• EXERCISE DESCRIPTION: Present the count of lines in the entries below that hold "WDYT", and present nothing else.

[[ THE INPUT, beginning ]]

Issue #858, opened 2018-03-29
Option 'imagine_pattern' generates a wrong link


murtukov:
| Q                          | A
| -------------------------- | -----
| Bug report?                | yes
| Feature request?           | no
| BC Break report?           | no
| Symfony version            | 4.0.6
| VichUploaderBundle version | 1.8.2
| LiipImagineBundle version | 2.0.x-dev
| SonataAdminBundle version | 3.33.0

I am using VichUploaderBundle + LiipImagineBundle + SonataAdminBundle.

### config/packages/vich_uploader.yaml

```
vich_uploader:
    db_driver: orm

    mappings:
        user_img:
            uri_prefix:         /img/user
            upload_destination: "%kernel.root_dir%/../public/img/user"
            namer: Vich\UploaderBundle\Naming\HashNamer
            directory_namer: Vich\UploaderBundle\Naming\SubdirDirectoryNamer
            delete_on_update:   true
            delete_on_remove:   true
```

### config/packages/imagine.yaml
```
liip_imagine:
    resolvers:
        default:
            web_path: ~

    filter_sets:
        cache: ~
        my_thumb:
            quality: 75
            filters:
                thumbnail: { size : [120, 90], mode : outbound }
                background: { size : [122, 92], position : center, color : '#eee' }
```

If I use this code somewhere in a template:
`<img src="{{ vich_uploader_asset(object, 'imageFile') | imagine_filter('my_thumb') }}" />`
it works perfectly and generates a correct link to thumbnail, like this:
`http://example.com/media/cache/my_thumb/img/user/78/78c737520d6620f766d5a636da9afa13e89bf47f.jpg`

However if I use the VichImageType with the option 'imagine_pattern' it generates a link without uri_prefix, like this:
`http://example.com/media/cache/my_thumb/78/78c737520d6620f766d5a636da9afa13e89bf47f.jpg`

It is the same entity in both cases. 
I use the VichImageType in SonataAdminBundle, but since the official documentation says:

> When defining fields in your admin classes you can use any of the standard Symfony field types and configure them as you would normally

it should make no difference.

I found the "problem", which was located in the file `Vich\UploaderBundle\Form\Type\VichImageType`.
If you change the line **64** from this:
`$path = $this->storage->resolvePath($object, $form->getName(), null, true);`
to this:
`$path = $this->storage->resolveUri($object, $form->getName(), null, true);`
everything works fine.

Thanx

garak:
[...]

PR #1021, opened 2019-07-17
Multiple ways of resolving the object's storage path

gnutix:
Fixes https://github.com/dustin10/VichUploaderBundle/issues/858#issuecomment-511848521

### DIFF
--- a/Form/Type/VichImageType.php
+++ b/Form/Type/VichImageType.php
@@ -19,6 +19,12 @@ use Vich\UploaderBundle\Storage\StorageInterface;
  */
 class VichImageType extends VichFileType
 {
+    const STORAGE_RESOLVE_URI = 0;
+
+    const STORAGE_RESOLVE_PATH_ABSOLUTE = 1;
+
+    const STORAGE_RESOLVE_PATH_RELATIVE = 2;
+
     /**
      * @var CacheManager|null
      */
@@ -42,7 +48,17 @@ class VichImageType extends VichFileType
         $resolver->setDefaults([
             'image_uri' => true,
             'imagine_pattern' => null,
+            'storage_resolve_method' => static::STORAGE_RESOLVE_URI,
         ]);
+
+        $resolver->setAllowedValues(
+            'storage_resolve_method',
+            [
+                static::STORAGE_RESOLVE_URI,
+                static::STORAGE_RESOLVE_PATH_RELATIVE,
+                static::STORAGE_RESOLVE_PATH_ABSOLUTE,
+            ]
+        );
 
         $resolver->setAllowedTypes('image_uri', ['bool', 'string', 'callable']);
 
@@ -66,7 +82,7 @@ class VichImageType extends VichFileType
                     throw new \RuntimeException('LiipImagineBundle must be installed and configured for using "imagine_pattern" option.');
                 }
 
-                $path = $this->storage->resolveUri($object, $form->getName(), null);
+                $path = $this->resolvePath($options['storage_resolve_method'], $object, $form);
                 if (null !== $path) {
                     $view->vars['image_uri'] = $this->cacheManager->getBrowserPath($path, $options['imagine_pattern']);
                 }
@@ -89,5 +105,22 @@ class VichImageType extends VichFileType
     public function getBlockPrefix(): string
     {
         return 'vich_image';
+    }
+
+    protected function resolvePath($storageResolveMethod, $object, FormInterface $form)
+    {
+        if (static::STORAGE_RESOLVE_URI === $storageResolveMethod) {
+            return $this->storage->resolveUri($object, $form->getName());
+        }
+
+        if (static::STORAGE_RESOLVE_PATH_ABSOLUTE === $storageResolveMethod) {
+            return $this->storage->resolvePath($object, $form->getName());
+        }
+
+        if (static::STORAGE_RESOLVE_PATH_RELATIVE === $storageResolveMethod) {
+            return $this->storage->resolvePath($object, $form->getName(), null, true);
+        }
+
+        return null;
     }
 }
--- a/Form/Type/VichImageType.php
+++ b/Form/Type/VichImageType.php
@@ -19,11 +19,11 @@ use Vich\UploaderBundle\Storage\StorageInterface;
  */
 class VichImageType extends VichFileType
 {
-    const STORAGE_RESOLVE_URI = 0;
+    public const STORAGE_RESOLVE_URI = 0;
 
-    const STORAGE_RESOLVE_PATH_ABSOLUTE = 1;
+    public const STORAGE_RESOLVE_PATH_ABSOLUTE = 1;
 
-    const STORAGE_RESOLVE_PATH_RELATIVE = 2;
+    public const STORAGE_RESOLVE_PATH_RELATIVE = 2;
 
     /**
      * @var CacheManager|null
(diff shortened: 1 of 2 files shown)


gnutix:
I can't get the same error in local using `vendor/bin/phpunit`. Any idea how I can reproduce it ?

Form/Type/VichImageType.php
```diff
@@ -19,6 +19,12 @@
  */
 class VichImageType extends VichFileType
```
garak: Why on VichImageType? Don't you think that such change would fit on VichFileType too?

gnutix: This code is meant only to generate the value of `image_uri` (which is specific to `VichImageType`, not `VichFileType`). So it feels in the right place to me.

garak: I guess that the problem described in related issue can apply also to a generic file: the user want to display a link to file, and link href attribute is technically the same as image src attribute (a path, in the end)

garak: You're right, the option applies only to VichImageType

Form/Type/VichImageType.php
```diff
@@ -19,6 +19,12 @@
...
 {
+    const STORAGE_RESOLVE_URI = 0;
```
garak: can we make constants private?

Form/Type/VichImageType.php
```diff
@@ -90,4 +106,21 @@ public function getBlockPrefix(): string
     {
         return 'vich_image';
     }
+
+    protected function resolvePath($storageResolveMethod, $object, FormInterface $form)
```
garak: Can we make this method private?
Can we add a return type?

Tests/Form/Type/VichImageTypeTest.php
```diff
@@ -204,6 +213,45 @@ public function testLiipImagineBundleIntegration(): void
         $this->assertEquals($vars, $view->vars);
     }
 
+    public function getLiipImagineBundleIntegrationData(): array
+    {
+        $field = 'image';
+        $object = new Product();
+
+        return [
+            [
```
garak: can we use keys to describe provided cases?

Form/Type/VichImageType.php
gnutix: Sure! I was not sure about the PHP supported version, but as it's 7.2 it's all good.

gnutix: Having them public allows to make the configuration quite readable :

```php
$builder->add('file', VichImageType::class, [
    'storage_resolve_method' => VichImageType::STORAGE_RESOLVE_PATH_ABSOLUTE,
]);
```

Where having them private would force to use integers or pre-defined strings for configuration. Not as nice IMO.

Tests/Form/Type/VichImageTypeTest.php
gnutix: Done

Form/Type/VichImageType.php
gnutix: Done

gnutix:
Hmm... I just realized there's another way to accomplish what I needed : 

```php
<?php
use Liip\ImagineBundle\Imagine\Cache\CacheManager;

final class MyFormType extends AbstractType
{
    private $cacheManager;

    public function __construct(CacheManager $cacheManager)
    {
        $this->cacheManager = $cacheManager;
    }

    public function buildForm(FormBuilderInterface $builder, array $options): void
    {
        $builder->add('file', VichImageType::class, [
            'image_uri' => function ($object, $resolvedUri) {
                return $this->cacheManager->getBrowserPath($object->getFileName(), 'my_imagine_filter');
            },
        ]);
    }
}
```

That way, I bypass the "storage->resolveUri" call and use my "relative filename" to generate the path using LiipImagine's CacheManager directly.

I'm wondering if that couldn't be the simplest answer to this issue, instead of adding all this new code. WDYT @BlackWiCKED ? Could you please try it out and let us know if that works for your case ?

BlackWiCKED:
> I'm wondering if that couldn't be the simplest answer to this issue, instead of adding all this new code. WDYT @BlackWiCKED ? Could you please try it out and let us know if that works for your case ?

Thank you for your efforts. It works partially @gnutix, it's a good thing that I can access the cached resources this way, but it also generates a lot of extra (and not necessarily desirable) work on the user side. I have more entities, and inserting the same closure into each form type is not what I would prefer - plus I need to set the constructor function and use the CacheManager class in each of my form type classes.

I said it works partially, because I noticed some strange behavior too. It might be specific to my case only though - but it did not happen with version 1.9.2 so I think it's worth mentioning. When there is no image uploaded to my entity, I use a placeholder image - which is an asset image file in my source code. That file is not stored in the private S3 bucket, but on my own server. It still gets cached though, and that cached image from the public S3 bucket is displayed on the site the same way as regular uploaded images. Basically I have two loaders (filesystem_loader and flysystem_loader) merged together with a chain loader in liip imagine config. 

`{{ (file.image|default(asset('build/images/noimage.png')))|imagine_filter('thumbnail') }}`

Looks like the problem is that when **_file.image_** is not set, the closure is still called via "image_uri" property, and since **_$object->getImage()_** is empty, **_$this->cacheManager->getBrowserPath_** returns a non existing path - it's just the cache folder - without the filename. The missing file appears in the browser's network tab. It can be fixed with something like this:

```php
$builder->add('file', VichImageType::class, [
    'image_uri' => function ($object/*, $resolvedUri*/) {
        if (!empty($object->getImage())) {
            return $this->cacheManager->getBrowserPath($object->getImage(), 'thumbnail');
        }
        return false;
    }
]);
```

Anyways, my opinion is that it just adds more complexity to something that should not be there at all. Setting properties like "imagine_pattern" or "storage_resolve_method" is fine, but writing and duplicating actual code - just to make a 3rd party library work - is not what I would prefer.

Form/Type/VichImageType.php
```diff
@@ -90,4 +106,21 @@ public function getBlockPrefix(): string
     {
         return 'vich_image';
     }
+
+    private function resolvePath($storageResolveMethod, $object, FormInterface $form): ?string
```
garak: can we type-hint? E.g. `int $storageResolveMethod, object $object`)

Form/Type/VichImageType.php
```diff
@@ -42,8 +48,18 @@ public function configureOptions(OptionsResolver $resolver): void
...
+            [
+                static::STORAGE_RESOLVE_URI,
+                static::STORAGE_RESOLVE_PATH_RELATIVE,
+                static::STORAGE_RESOLVE_PATH_ABSOLUTE,
+            ]
+        );
+
         $resolver->setAllowedTypes('image_uri', ['bool', 'string', 'callable']);
 
         $imageUriNormalizer = function (Options $options, $imageUri) {
```
garak: We could add type hint and return type here, too

Form/Type/VichImageType.php
gnutix: I thought about it, but noticed that in `VichFileType` there was a similar method with no type hints. So I restrained, not knowing if there was a good reason for that. Could you confirm we want these type hints ? And should I add them in the other method too while I'm at it?

garak: I'd prefer such changes in files that need to be changed for other reasons (like this one). We'll handle other files when needed (or in a PR dedicated to bring consistency)

gnutix:
If someone wants to take over this PR, please do. I've removed LiipImagine from my project in the end and don't have more time to dedicate to this.

garak:
Closing in favor of #1045

PR #1026, opened 2019-08-30
Compatibility with doctrine/mongodb-odm v.2.0; Drop DoctrineClassUtils;

shadz3rg:
Trying to read metadata on a referenced document class (proxy) results in a critical exception.
Since Doctrine\Common\Util\ClassUtils is considered as deprecated:
https://github.com/doctrine/common/issues/867
I suggest this implementation:
https://github.com/api-platform/core/blob/master/src/Util/ClassInfoTrait.php#L38

### DIFF
--- a/Util/ClassUtils.php
+++ b/Util/ClassUtils.php
@@ -22,10 +22,25 @@ class ClassUtils
      */
     public static function getClass($object): string
     {
-        if (\class_exists(DoctrineClassUtils::class)) {
-            return DoctrineClassUtils::getClass($object);
+        $className = \get_class($object);
+
+        // __CG__: Doctrine Common Marker for Proxy (ODM < 2.0 and ORM < 3.0)
+        // __PM__: Ocramius Proxy Manager (ODM >= 2.0)
+        if ((false === $positionCg = strrpos($className, '\\__CG__\\')) &&
+            (false === $positionPm = strrpos($className, '\\__PM__\\'))) {
+            return $className;
         }
 
-        return \get_class($object);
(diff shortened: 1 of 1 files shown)


Util/ClassUtils.php
```diff
@@ -22,10 +20,25 @@ private function __construct()
      */
     public static function getClass($object): string
```
garak: What about type-casting `object` here?

Util/ClassUtils.php
```diff
@@ -22,10 +20,25 @@ private function __construct()
...
     {
-        if (\class_exists(DoctrineClassUtils::class)) {
-            return DoctrineClassUtils::getClass($object);
+        $className = \get_class($object);
+
+        // __CG__: Doctrine Common Marker for Proxy (ODM < 2.0 and ORM < 3.0)
```
garak: I think we should credit original source here

Util/ClassUtils.php
shadz3rg: @garak did you mean type-hinting? 
`public static function getClass(object $object): string`
or we should expect something different than original object here?

Util/ClassUtils.php
shadz3rg: @garak ofc

Util/ClassUtils.php
garak: We expect an object, as suggested by variable name and by using `get_class` on it. So, passing a non-object was already not valid, but without type hint could be unnoticed. I think it's better to  be explicit and to fail with an error in such case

[[ THE INPUT, end ]]

• EXERCISE OUTPUT: 2